In 2008, Patri Friedman (the poker-playing grandson of economist Milton Friedman) launched The Seasteading Institute (TSI), with funding from Peter Thiel, co-founder of PayPal and pay pal to Vance and Trump. Seasteading, like politics, is a technology of world building. As the journalist Oliver Wainwright argued, “Seasteading represents the ultimate Silicon Valley approach to governance.” The success of the libertarian seasteading “relies on state power being simultaneously eluded and exerted.” When it launched, TSI’s mission statement was, “to establish permanent, autonomous ocean communities to enable experimentation and innovation with diverse social, political, and legal systems.”

Not long after they received funding from Thiel in 2017, TSI approached French Polynesia with an idea: Could they build a few miles off the shores of their islands? French Polynesia’s government drew up a seven-year agreement and both hoped to get work underway. Unfortunately things began to get heated. The engineering side went well. The ideological side did not. Marc Collins Chen, CTO of Oceanix, realized that “what they seemed to be imagining was a kind of floating island for tech billionaires who wanted to live a low-rules and -regulations kind of life, while also using the resources – like tech resources and things – from French Polynesia.” 

In Tahiti with no surprise, locals organized mass protests against “techno-colonialism” and blatantly using their fishing grounds as a food source for a floating island of billionaires. The agreement was eventually discontinued by the French Polynesian government. Do I hear echoes of Albania over the $1.4 billion Ivanka vanity project on Sazan Island? 

UofT environmental scientist and professor of sustainability Peter Newman, one of the most outspoken critics of seasteading, once called it “apartheid of the worst kind.” In an interview he bluntly shared his views: “Whether it is privatized urbanism or techno-libertarian escape, the idea is pretty stupid. It’s a rich people’s diversion and has no obvious value.”

“The most positive way to look at seasteading is that it has a pioneering mentality which is seeking to go where no humans have dared to go,” Newman added, “like going to the Moon or Mars. Many aspects of human life have been improved by daring pioneers.”

Collins Chen is working on a floating city off the shores of Busan in South Korea which will be starting construction in 2026. Oceanix, partially funded by the UN, focuses on climate change and less on creating a libertarian paradise, describes itself as “new land for coastal cities looking for sustainable ways to expand onto the ocean, while adapting to sea level rise.” The interconnected neighbourhoods will accommodate a community of 12,000 people, with each neighbourhood designed to serve a specific purpose: living, research, and lodging. 

As interest in seasteading resurfaces, Collins Chen’s Oceanix experiment seems more encouraging as a sustainable blueprint. But as Holly Baxter warned in The Independent: “in the background, the fever dream of techno-libertarianism, where wealth replaces governance and fantasy stands in for infrastructure simmers on.
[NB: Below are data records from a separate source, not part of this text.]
PR #6076, opened 2025-09-25
Fix HCL parser idempotency issue with spaces before closing brace

### LINKED ISSUE #6073: HCL Parser idempotency issue with spaces before closing brace

Current main = c295c36d255907c648fa98d10adda48b8f0e0418

The following test:
```java
    @Test
    void spaceInBraces() {
        rewriteRun(
          hcl("""
            foo {
              default = "${ var.resource_group_name }"
            }
          """));
    }
```
when added to `HclQuotedTemplateTest` fails with:
```hcl
expected: 
  "foo {
    default = "${ var.resource_group_name }"
  }"
 but was: 
  "foo {
    default = "${ var.resource_group_name}"
  }"
```

## OSS repro

-  https://github.com/Azure/aztack/blob/e35cd7e582384c9e1419a0f2ea956c6c7c25b1a8/terraform/modules/rg/rg.tf

timtebeek:
## Summary
- Fixes an HCL parser issue where spaces before the closing brace in template interpolations were being dropped
- Resolves the test failure when parsing `"${ var.resource_group_name }"` which was incorrectly printed as `"${ var.resource_group_name}"`

## What's changed
- Modified `TemplateInterpolation` class to use `HclRightPadded<Expression>` instead of just `Expression` to preserve trailing whitespace
- Added proper padding support following the established pattern in other HCL tree classes
- Updated the parser visitor to capture spaces before the closing brace
- Updated the printer to properly output the preserved spaces
- Added necessary enum entries to `Space.Location` and `HclRightPadded.Location`
- Updated `HclVisitor` to handle the new padding structure

## Test plan
- [x] Added test `spaceInBraces()` to `HclQuotedTemplateTest` to reproduce the issue
- [x] Verified test passes with the fix
- [x] Ran all HCL tests to ensure no regressions

- Fixes #6073


rewrite-hcl/src/main/java/org/openrewrite/hcl/tree/Hcl.java
```diff
@@ -1531,20 +1531,35 @@ public enum Type {
...
+        @Getter
         Space prefix;
 
         @With
+        @Getter
         Markers markers;
 
-        @With
-        Expression expression;
+        HclRightPadded<Expression> expression;
```
timtebeek: This change likely has an effect on serialization; if any whitespace were present we would not have been able to parse those files previously, but if there was no whitespace we might not be able to deserialize existing LTS. Thoughts?

knutwannheden: I am thinking we could address this by having a package private `@JsonCreator`, which declares the `expression` parameter as of type `Object` and then you can do an `instanceof` and wrap it into a `HclRightPadded` if it's an `Expression`.

rewrite-hcl/src/main/java/org/openrewrite/hcl/tree/Hcl.java
```diff
@@ -1531,20 +1533,51 @@ public enum Type {
...
+            this.id = id;
+            this.prefix = prefix;
+            this.markers = markers;
+            if (expression instanceof Expression) {
+                this.expression = HclRightPadded.withElement(null, (Expression) expression);
+            } else {
+                //noinspection unchecked
+                this.expression = (HclRightPadded<Expression>) expression;
+            }
+        }
```
timtebeek, line 1572: @knutwannheden hope I got this right based on your comment above in https://github.com/openrewrite/rewrite/pull/6076/files#r2391939772

rewrite-hcl/src/main/java/org/openrewrite/hcl/internal/HclPrinter.java
```diff
@@ -343,7 +343,7 @@ public Hcl visitQuotedTemplate(Hcl.QuotedTemplate template, PrintOutputCapture<P
     public Hcl visitTemplateInterpolation(Hcl.TemplateInterpolation template, PrintOutputCapture<P> p) {
         beforeSyntax(template, Space.Location.TEMPLATE_INTERPOLATION, p);
         p.append("${");
-        visit(template.getExpression(), p);
+        visitRightPadded(singletonList(template.getPadding().getExpression()), HclRightPadded.Location.TEMPLATE_INTERPOLATION, "", p);
```
knutwannheden: This should also work:
```suggestion
        visitRightPadded(template.getPadding().getExpression(), HclRightPadded.Location.TEMPLATE_INTERPOLATION, p);
```

knutwannheden (commented):
I think it looks right. To make extra sure we should perhaps test it.

rewrite-hcl/src/main/java/org/openrewrite/hcl/tree/Hcl.java
knutwannheden: It doesn't work unfortunately, as Jackson passes it in as a `Map`... We need to change the name of the field and then this constructor needs to declare parameters for both the old and the new field.

PR #6619, opened 2026-01-27
Unique precondition

sambsnyd:
Add a "Highlander" precondition named "Unique" (since not everyone will get the "there can be only one" reference) which can be used in Declarative and non-declarative recipes to ensure that only one copy of the recipe gets to make changes within a recipe run.

Will follow up with a rewrite-rewrite recipe to add this to declarative recipes. 

I incidentally noticed and fixed some missing method delegations in DeclarativeRecipe.Bellwether classes. I'm not aware of the missing delegations being known to cause any bugs but it can only be more correct to include all of them.


jkschneider:
WDYT about "OnlyRunOnce" which may be more descriptive than "Unique"?

sambsnyd:
> WDYT about "OnlyRunOnce" which may be more descriptive than "Unique"?

Hmm that is more descriptive. But perhaps what it describes can be misinterpreted. One might assume that "Run only once" is talking about being single-cycle. A "highlander" recipe is still allowed to make changes across multiple cycles (so long as we continue to have that concept, anyway).

@jkschneider how do you feel about calling it `Deduplicate` or `NoDuplicates`? I think that gets at the heart of what is going on here. `RunOnce` or `SingleExecution` or similar sound like concepts that might affect a single instance of a recipe on its own.

PR #6624, opened 2026-01-28
Allow Gradle AddDependency to work with explicit configuration without Java sources

bmuschko:
## What's changed?

Modified `AddDependency` in rewrite-gradle to allow adding dependencies when an explicit configuration is provided, even without Java source files being scanned. Previously, the recipe required Java sources to determine which configuration to use. Now, when configuration is explicitly set (e.g., "implementation"), the recipe bypasses the scan phase requirement and adds the dependency directly.

## What's your motivation?

The behavior of the Maven and the Gradle `AddDependency` behavior differs. That's specifically problematic when you use the convenience `AddDependency` recipe from rewrite-java-dependencies.

The alternative is requiring callers to fully integrate with the scan phase by overriding `getInitialValue()` and `getScanner()`, but this adds significant complexity for recipes that already know which configuration they want to target.

## Any additional context

This aligns with how Maven's `AddDependency` works - it allows adding dependencies when `onlyIfUsing` is `null` without requiring scan phase data.

### DIFF
--- a/rewrite-gradle/src/main/java/org/openrewrite/gradle/AddDependency.java
+++ b/rewrite-gradle/src/main/java/org/openrewrite/gradle/AddDependency.java
@@ -181,9 +181,10 @@ public class AddDependency extends ScanningRecipe<AddDependency.Scanned> {
 
     @Override
     public TreeVisitor<?, ExecutionContext> getVisitor(Scanned acc) {
-        // Allow when configuration is explicitly provided OR when source files were scanned
+        // Allow when configuration is explicitly provided, when onlyIfUsing is not set (default to "implementation"),
+        // or when source files were scanned
         boolean hasExplicitConfiguration = !StringUtils.isBlank(configuration);
-        return Preconditions.check(hasExplicitConfiguration || !acc.configurationsByProject.isEmpty(),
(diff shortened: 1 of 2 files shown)


rewrite-gradle/src/main/java/org/openrewrite/gradle/AddDependency.java
```diff
@@ -181,7 +181,9 @@ private boolean usesType(SourceFile sourceFile, ExecutionContext ctx) {
 
     @Override
     public TreeVisitor<?, ExecutionContext> getVisitor(Scanned acc) {
-        return Preconditions.check(!acc.configurationsByProject.isEmpty(),
+        // Allow when configuration is explicitly provided OR when source files were scanned
+        boolean hasExplicitConfiguration = !StringUtils.isBlank(configuration);
+        return Preconditions.check(hasExplicitConfiguration || !acc.configurationsByProject.isEmpty(),
```
sambsnyd: I think the behavior in maven is we assume "compile" when no explicit configuration, right? We could do the same thing here and default to "implementation" when no configuration is explicitly specified

bmuschko: done

PR #6630, opened 2026-01-29
`ChangeDependencyGroupIdAndArtifactId` updates version properties in parent POMs

MBoegers:
## Summary

- Convert `ChangeDependencyGroupIdAndArtifactId` from `Recipe` to `ScanningRecipe` to support updating version properties defined in parent POMs
- Add minimal scanner that only identifies parent POM version properties needing updates
- Add test for multi-module project with version property in parent POM

## Problem

When `ChangeDependencyGroupIdAndArtifactId` is used on a multi-module project where a child POM has a dependency with a version property (e.g., `${version.swagger}`) defined in the parent POM, the recipe changes the groupId in the child POM but fails to update the version property value in the parent POM.

- A [previous attempt](https://github.com/openrewrite/rewrite/pull/5815) to fix this was reverted ([#5903](https://github.com/openrewrite/rewrite/pull/5903)) because it moved all visitor logic into the scanner, causing recipe-chaining failures ([#5673](https://github.com/openrewrite/rewrite/issues/5673)).

## Solution

Take a minimal approach: keep all existing visitor logic unchanged and only add a scanner that does one thing — find version properties defined in parent POMs that need updating. The accumulator stores only immutable `(pomFilePath, propertyName, newValue)` tuples.

The visitor adds one piece of new logic: when visiting property tags, check the accumulator and apply `ChangeTagValueVisitor` if matched. This follows the same pattern used by `UpgradeDependencyVersion`.

### Why this avoids the previous regression

1. **No mutable per-dependency fields in the accumulator** — only immutable `PomProperty` records
2. **Existing visitor logic preserved** — `changeChildTagValue`, `maybeUpdateModel()`, managed dependency handling all stay as-is
3. **Recipe chaining safe** — the scanner only reads the Maven model (no modifications)

## Test plan

- [x] New test `changeVersionPropertyInParentPomSimple` passes
- [x] Full `ChangeDependencyGroupIdAndArtifactIdTest` suite passes
- [x] Full `:rewrite-maven:test` suite passes (no regressions)

- Fixes moderneinc/customer-requests#1374

### DIFF
--- a/rewrite-maven/src/main/java/org/openrewrite/maven/ChangeDependencyGroupIdAndArtifactId.java
+++ b/rewrite-maven/src/main/java/org/openrewrite/maven/ChangeDependencyGroupIdAndArtifactId.java
@@ -297,6 +297,7 @@ public class ChangeDependencyGroupIdAndArtifactId extends ScanningRecipe<ChangeD
                         }
                         break;
                     }
+                    return t;
                 }
 
                 boolean isOldDependencyTag = isDependencyTag(oldGroupId, oldArtifactId);


rewrite-maven/src/main/java/org/openrewrite/maven/ChangeDependencyGroupIdAndArtifactId.java
```diff
@@ -142,7 +144,98 @@ public Validated<Object> validate() {
...
+        return new MavenIsoVisitor<ExecutionContext>() {
+            final @Nullable VersionComparator versionComparator = newVersion != null ? Semver.validate(newVersion, versionPattern).getValue() : null;
+            final boolean configuredToChangeManagedDependency = changeManagedDependency == null || changeManagedDependency;
+
+            @Override
+            public Xml.Tag visitTag(Xml.Tag tag, ExecutionContext ctx) {
+                if (!isDependencyTag(oldGroupId, oldArtifactId) && !isPluginDependencyTag(oldGroupId, oldArtifactId) && !isAnnotationProcessorPathTag(oldGroupId, oldArtifactId)) {
+                    return super.visitTag(tag, ctx);
+                }
+                if (newVersion == null || versionComparator == null) {
```
steve-aom-elliott: Wouldn't these two conditions only ever both be true or both be false? Unsure if `Semver.validate(..).getValue()` can give back `null`

MBoegers: Yes it can, so both could be null, unlikely in the case of the. version comperator but could.

Jenson3210:
There's definitely less risk in this one compared to moving everything. Is it handled in the existing filtering that another submodule could use the same property for another non-matching dependency?  So perhaps just add a test for that?

rewrite-maven/src/main/java/org/openrewrite/maven/ChangeDependencyGroupIdAndArtifactId.java
```diff
@@ -176,6 +269,23 @@ public Xml visitDocument(Xml.Document document, ExecutionContext ctx) {
...
+                    Path pomSourcePath = getResolutionResult().getPom().getRequested().getSourcePath();
+                    for (PomProperty prop : acc.getPomProperties()) {
+                        if (!prop.getPomFilePath().equals(pomSourcePath) || !prop.getPropertyName().equals(tag.getName())) {
+                            continue;
+                        }
+                        Optional<String> value = tag.getValue();
+                        if (!value.isPresent() || !value.get().equals(prop.getNewValue())) {
+                            doAfterVisit(new ChangeTagValueVisitor<>(tag, prop.getNewValue()));
+                            maybeUpdateModel();
+                        }
```
steve-aom-elliott, line 297: In line with what Jente mentioned, this looks at though it will change the property's value regardless of whether the property was also used by a dependency that we aren't changing.

So if you had a parent with property `x` and a child that had dependency `y` and dependency `z` that both use property `x` for their version, and you're only modifying dependency `y` with this recipe, it can result in broken dependency resolution potentially.

MBoegers:
Thanks for reviewing @Jenson3210 and @steve-aom-elliott!

Both of your concerns are valid but are already handled by the existing `MavenDependencyPropertyUsageOverlap` filtering logic.

**The scenario you describe:**
- Parent POM has `${my.version}`
- Child POM has dependency A (matching) and dependency B (non-matching), both using `${my.version}`

**What the code does:**
1. The scanner finds the matching dependency with `${my.version}`
2. Before storing the property for update, it calls `getSafeVersionPlaceholdersToChange()` (line 174)
3. This method uses `filterPropertiesWithOverlapInDependencies()` which removes the property from the "safe" set if ANY non-matching dependency also uses it
4. Since the property is removed from the safe set, the scanner does NOT store it for update
5. The visitor then falls through to the existing inline-version logic

**Prove:**
I've added a new test `sharedPropertyInParentPomLeavesPropertyUnchangedAndInlinesVersion` to explicitly cover this scenario. The test confirms that when `io.swagger:swagger-annotations` and `io.swagger:swagger-models` both use `${version.swagger}` from the parent, changing only `swagger-annotations` will:
- Leave the parent property unchanged
- Inline the new version in the child dependency

rewrite-maven/src/main/java/org/openrewrite/maven/ChangeDependencyGroupIdAndArtifactId.java
MBoegers: Thanks for reviewing @Jenson3210 and @steve-aom-elliott!

Both of your concerns are valid but are already handled by the existing `MavenDependencyPropertyUsageOverlap` filtering logic.

**The scenario you describe:**
- Parent POM has `${my.version}`
- Child POM has dependency A (matching) and dependency B (non-matching), both using `${my.version}`

**What the code does:**
1. The scanner finds the matching dependency with `${my.version}`
2. Before storing the property for update, it calls `getSafeVersionPlaceholdersToChange()` (line 174)
3. This method uses `filterPropertiesWithOverlapInDependencies()` which removes the property from the "safe" set if ANY non-matching dependency also uses it
4. Since the property is removed from the safe set, the scanner does NOT store it for update
5. The visitor then falls through to the existing inline-version logic

**Prove:**
I've added a new test `sharedPropertyInParentPomLeavesPropertyUnchangedAndInlinesVersion` to explicitly cover this scenario. The test confirms that when `io.swagger:swagger-annotations` and `io.swagger:swagger-models` both use `${version.swagger}` from the parent, changing only `swagger-annotations` will:
- Leave the parent property unchanged
- Inline the new version in the child dependency

Jenson3210: I would just change the test a bit to also verify this works as expected when 2 different childs use the same property iso 1 child sharing the same property. (Currently the added test verifies the same property in parent from 1 child only) 

If that also passes (reviewing from phone), LGTM!

steve-aom-elliott: Ah, right, forgot what I had named the helper method in `MavenDependencyPropertyUsageOverlap`, so that's fair. Sounds good to me as well with adding the test showing this.

steve-aom-elliott:
@MBoegers Can you double check that your last changes also gets covered for `ChangeManagedDependencyGroupIdAndArtifactId` if applicable?

steve-aom-elliott:
@MBoegers Something to be aware of is that the child overlap check right now will also filter out properties defined in the child. I tried altering the logic so that it can allow changes in the scenario that a property is redefined, but due to the way that [this](https://github.com/openrewrite/rewrite/blob/d634c658674a88f1c85711ffb25cf7bf8a846b44/rewrite-maven/src/main/java/org/openrewrite/maven/MavenVisitor.java#L309) and [this](https://github.com/openrewrite/rewrite/blob/d634c658674a88f1c85711ffb25cf7bf8a846b44/rewrite-maven/src/main/java/org/openrewrite/maven/MavenVisitor.java#L325) operate (using `doAfterVisit(..)` without providing the focused context document in which to run), when it runs `ChangePropertyValue`, it will change _all_ occurrences of the property definition, not just the one you actually wanted to change.

A test that ideally would have passed, but won't is:
```java
@Issue("https://github.com/openrewrite/rewrite/pull/6630#discussion")
@Test
void sharedPropertyUsedNonConflictinglyInChildrenChangesProperty() {
    rewriteRun(
      spec -> spec.recipe(new ChangeDependencyGroupIdAndArtifactId(
        "io.swagger",
        "swagger-annotations",
        "io.swagger.core.v3",
        null,
        "2.2.x",
        null,
        null,
        null
      )),
      mavenProject("project",
        pomXml(
          //language=xml
          """
            <project>
              <artifactId>parent-project</artifactId>
              <version>1</version>
              <properties>
                <version.swagger>1.5.16</version.swagger>
              </properties>
              <modules>
                <module>sub-project</module>
              </modules>
              <dependencies>
                <dependency>
                  <groupId>io.swagger</groupId>
                  <artifactId>swagger-annotations</artifactId>
                  <version>${version.swagger}</version>
                </dependency>
              </dependencies>
            </project>
            """,
          //language=xml
          """
            <project>
              <artifactId>parent-project</artifactId>
              <version>1</version>
              <properties>
                <version.swagger>2.2.42</version.swagger>
              </properties>
              <modules>
                <module>sub-project</module>
              </modules>
              <dependencies>
                <dependency>
                  <groupId>io.swagger.core.v3</groupId>
                  <artifactId>swagger-annotations</artifactId>
                  <version>${version.swagger}</version>
                </dependency>
              </dependencies>
            </project>
            """,
          spec -> spec.path("pom.xml")
        ),
        mavenProject("sub-project",
          pomXml(
            //language=xml
            """
              <project>
                <artifactId>sub-project</artifactId>
                <version>1</version>
                <parent>
                  <artifactId>parent-project</artifactId>
                  <version>1</version>
                  <relativePath>../pom.xml</relativePath>
                </parent>
                <properties>
                  <version.swagger>1.5.17</version.swagger>
                </properties>
                <dependencies>
                  <dependency>
                    <groupId>io.swagger</groupId>
                    <artifactId>swagger-models</artifactId>
                    <version>${version.swagger}</version>
                  </dependency>
                </dependencies>
              </project>
              """,
            spec -> spec.path("sub-project/pom.xml")
          )
        )
      )
    );
}
```

MBoegers:
The overly conservative filter is actually a safety net against a deeper issue. `ChangePropertyValue` runs via `doAfterVisit` without scoping to the current document — meaning it changes the property in every POM that defines it, not just the one we intended. If we relaxed the filter to allow updating the parent property when a child redefines it, the `ChangePropertyValue` would also overwrite the child’s intentional override value, silently breaking it. The current behavior (inlining the version) is less elegant but correct. 

Fixing this properly requires scoping `doAfterVisit` to a single document, which is an architectural change outside the scope of this PR.

@steve-aom-elliott I added a test to document this behavior.

PR #6631, opened 2026-01-29
Fix JSON parser handling of special characters inside strings

timtebeek:
## Summary

- Fix `positionOfNext()` method to track string literal boundaries
- Add proper escape sequence handling for both single and double quoted strings
- Add 7 new test cases covering the reported issues

## Problem

The JSON parser's `positionOfNext()` method was not tracking whether it was inside a string literal. This caused special characters like `**`, `/*`, `//`, `:`, `,`, `{`, `}` inside strings to be incorrectly interpreted as structural delimiters or comment markers.

This led to idempotency failures for JSON files containing:
- Glob patterns like `**/*.java`
- URLs with protocols like `https://`
- Comment-like sequences in strings (`/* */`, `//`)
- FreeMarker templates (`<#if>`)
- Printf templates (`%s`)
- Delimiters inside string values

## Solution

Modified `positionOfNext()` to:
1. Track when inside double-quoted strings (`"..."`)
2. Track when inside single-quoted strings (`'...'` for JSON5)
3. Handle escape sequences properly (e.g., `\"` doesn't end the string)
4. Skip delimiter/comment detection when inside strings

## Test plan

- [x] New tests added covering all reported issue types
- [ ] Existing tests pass (requires CI with all Java toolchains)

- Fixes moderneinc/customer-requests#852

### DIFF
--- a/rewrite-json/src/main/java/org/openrewrite/json/internal/JsonParserVisitor.java
+++ b/rewrite-json/src/main/java/org/openrewrite/json/internal/JsonParserVisitor.java
@@ -325,39 +325,45 @@ public class JsonParserVisitor extends JSON5BaseVisitor<Json> {
     private int positionOfNext(String untilDelim, @Nullable Character stop) {
         boolean inMultiLineComment = false;
         boolean inSingleLineComment = false;
+        char stringQuote = 0; // 0 = not in string, '"' or '\'' = in that string type
 
         int delimIndex = cursor;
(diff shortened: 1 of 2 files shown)


timtebeek:
All the tests added up to now also work on the main branch; not sure this adds anything then for now.

timtebeek:
We can't seem to create any tests that don't already pass on main; closing this PR and the linked issue.

MBoegers:
see https://github.com/openrewrite/rewrite/pull/6635 this one has a failing test and a fix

Its promise of freedom is seductive, but its avoidance of accountability is perilous.” Baxter wrote that ultimately, it may say more about the psychology of a handful of very rich men than it does about the future of humanity.

Smart city infrastructures and space colonies are pitched not only as consumer-friendly, high-tech, and sustainable solutions for human survival, but also as “promises of a certain aesthetic futurism.” In all cases, a “glossy, sometimes spectacular design product or event is aimed to comfort and encourage us to hand the keys over what remains of our futures to the extinction designer, hoping that the world they promise actually has a place for us.”

In Silicon Valley, extinction is not a threat to living worlds, but a design opportunity – a bug to be fixed. For Thiel, Musk and Bezos, among others, extinction is their market. What matters is not what is left for the many, but what services and bling are anointed to the chosen few on their exclusive floating cities and space colonies. As Jonas Staal eloquently wrote, “like the American Dream, the Extinction Dream exists only for the elite’s elite.”